Capital market disruption

– During the Covid-19, Dow Jones has touched record high. The valuations of a number of companies are way beyond their existing business model potential. This can lead to capital market correction which can put a number of suppliers, collaborators, value chain partners in great financial difficulty. It will directly impact the business of Performance Mergers.

Increasing wage structure of Performance Mergers

– Post Covid-19 there is a sharp increase in the wages especially in the jobs that require interaction with people. The increasing wages can put downward pressure on the margins of Performance Mergers.

Easy access to finance

– Easy access to finance in Technology & Operations field will also reduce the barriers to entry in the industry, thus putting downward pressure on the prices because of increasing competition. Performance Mergers can utilize it by borrowing at lower rates and invest it into research and development, capital expenditure to fortify its core competitive advantage.

New competition

– After the dotcom bust of 2001, financial crisis of 2008-09, the business formation in US economy had declined. But in 2020 alone, there are more than 1.5 million new business applications in United States. This can lead to greater competition for Performance Mergers in the Technology & Operations sector and impact the bottomline of the organization.

Aging population

– As the populations of most advanced economies are aging, it will lead to high social security costs, higher savings among population, and lower demand for goods and services in the economy. The household savings in US, France, UK, Germany, and Japan are growing faster than predicted because of uncertainty caused by pandemic.
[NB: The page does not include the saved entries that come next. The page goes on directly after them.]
PR #391, opened 2023-08-03
fix: changes to enroll syntax

sitaram-kalluri:
**- What I did**
- Modify enroll verb to accept a json for params. Added new class in at_commons EnrollParams.dart
- Rename the enrollApprovalId to enrollmentId for naming consistency
- Add "list" to "EnrollOperationEnum"
- Update the unit tests to for the new enroll verb syntax
- Export "enroll_params.dart" file


packages/at_commons/lib/src/verb/syntax.dart
```diff
@@ -128,14 +128,10 @@ class VerbSyntax {
...
-      // Add colon only when operation is request, approve, deny or revoke. Do not add for list
-      r'(?:(?<=request|approve|deny|revoke):)?'
-      r'(?:(?:enrollmentId:(?<enrollmentId>[a-zA-Z0-9-]+))|'
-      r'(?:appName:(?<appName>[a-zA-Z0-9]+):)?'
-      r'(?:deviceName:(?<deviceName>[a-zA-Z0-9_]+):)?'
-      r'(?:namespaces:\[(?<namespaces>[a-zA-Z0-9;_,]+)\]:)?'
-      r'(?:totp:(?<totp>[0-9]+):)?'
-      r'(?:apkamPublicKey:(?<apkamPublicKey>.*)))?$';
+      // Positive lookbehind - Matches the value of operation named group
+      //  To ignore ":" if operation is list
```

Consumer confidence and its impact on Performance Mergers demand

– There is a high probability of declining consumer confidence, given – high inflammation rate, rise of gig economy, lower job stability, increasing cost of living, higher interest rates, and aging demography. All the factors contribute to people saving higher rate of their income, resulting in lower consumer demand in the industry and other sectors.
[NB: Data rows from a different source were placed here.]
PR #393, opened 2023-08-17
feat: at_chops apkam changes

murali-shris:
**- What I did**
- apkam changes in at_chops package
**- How I did it**
- Deprecated symmetricKey in AtChopsKeys and introduced selfEncryptionKey and apkamSymmetricKey to clearly differentiate between these two symmetric keys
- Upgraded at_commons and at_utils in pubspec. Removed at_onboarding_cli dependency since it creates circular dependency between at_chops and at_onboarding_cli
- Removed onboard_secure_element.dart from at_chop example. This file will be moved to onboarding_cli example
- Updated pubspec version and modified changelog for publishing at_chops
**- How to verify it**
- n/a


packages/at_chops/lib/src/key/impl/at_chops_keys.dart
```diff
@@ -4,14 +4,29 @@ import 'package:at_chops/src/key/impl/at_pkam_key_pair.dart';
...
   AtPkamKeyPair? _atPkamKeyPair;
+
+  /// Key pair for data signing and verification
   AtSigningKeyPair? atSigningKeyPair;
+
+  @Deprecated('Use selfEncryptionKey')
   SymmetricKey? symmetricKey;
 
+  /// Default self encryption key
+  SymmetricKey? selfEncryptionKey;
```
gkc, line 23: If the intent is that this replaces `symmetricKey` then shouldn't `symmetricKey` instance variable be replaced by a setter and getter for `symmetricKey` which use the `selfEncryptionKey` instance variable instead?

gkc (changes requested):

packages/at_chops/lib/src/key/impl/at_chops_keys.dart
murali-shris: my intent is to differentiate instance variable between self encryption symmetric key and apkam symmetric key.. If I keep a setter/getter symmetricKey, then the caller will be confused whether this is self encryption symmetric key or apkam symmetric key.

gkc: Sorry my note wasn't clear.

You are adding `selfEncryptionKey`, which is "the same as" the current `symmetricKey`. You are marking `symmetricKey` as deprecated, but you are not removing it. As a result you have two instance variables which mean the same thing. But instead of keeping `symmetricKey` as is you could do this:
```
@Deprecated('Use selfEncryptionKey')
SymmetricKey? get symmetricKey => selfEncryptionKey;
@Deprecated('Use selfEncryptionKey')
void set symmetricKey(SymmetricKey? sk) => selfEncryptionKey = sk;
```

gkc (approved):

Weighted SWOT Analysis of The role of information technology systems in the performance of mergers and acquisitions Template, Example


Not all factors mentioned under the Strengths, Weakness, Opportunities, and Threats quadrants in the SWOT Analysis are equal. Managers in the HBR case study The role of information technology systems in the performance of mergers and acquisitions needs to zero down on the relative importance of each factor mentioned in the Strengths, Weakness, Opportunities, and Threats quadrants. We can provide the relative importance to each factor by assigning relative weights. Weighted SWOT analysis process is a three stage process –

First stage for doing weighted SWOT analysis of the case study The role of information technology systems in the performance of mergers and acquisitions is to rank the strengths and weaknesses of the organization. This will help you to assess the most important strengths and weaknesses of the firm and which one of the strengths and weaknesses mentioned in the initial lists are marginal and can be left out.

Second stage for conducting weighted SWOT analysis of the Harvard case study The role of information technology systems in the performance of mergers and acquisitions is to give probabilities to the external strategic factors thus better understanding the opportunities and threats arising out of macro environment changes and developments.

Third stage of constructing weighted SWOT analysis of The role of information technology systems in the performance of mergers and acquisitions is to provide strategic recommendations includes – joining likelihood of external strategic factors such as opportunities and threats to the internal strategic factors – strengths and weaknesses. You should start with external factors as they will provide the direction of the overall industry. Secondly by joining probabilities with internal strategic factors can help the company not only strategic fit but also the most probably strategic trade-off that Performance Mergers needs to make to build a sustainable competitive advantage.